What is the number of lines in the entries that include the word "clouddriver"? Respond with the number only.

## TASK MATERIAL

○ ○ ○ ○ ○

PR #1032, opened 2018-09-06
fix(deploy): remove illegal version characters from label

lwander:
https://github.com/spinnaker/spinnaker/issues/3297


ethanfrogers:
@lwander @danielpeach have you all validated this yet? i'm attempting to do the same thing as #3297 and getting the same error with this fix. 

for some odd reason, `value.replaceAll("/[^A-Za-z0-9-_.]/", "")` doesn't replace any `:`.

PR #1033, opened 2018-09-07
fix(cli/accounts): Allows specifying environments for accounts

polarbizzle:
The `credentials.challengeDestructiveActionsEnvironments` setting in
clouddriver controls a few features in deck. This setting is based off
the configured environment for an account. Adding environment to the
add and edit account commands allows use of halyard to take advantage of
those deck features.

Moving the environment flag up from the Openstack subclasses makes it
available to all account types.


polarbizzle:
We're using a clouddriver-local.yml profile to handle setting challengeDestructiveActionsEnvironments.  Perhaps someday that should make it into the cli as well, but this setup is working well for us now

polarbizzle:
No problem -- done

PR #735, opened 2021-02-01
feat(system): Expose type aliases from system

sebald:


sebald:
I need this to make the `<Box>`🙈  ... but it also helps with "leaking types".

ti10le (approved):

○ ○ ○ ○ ○

## TASK RESULT
2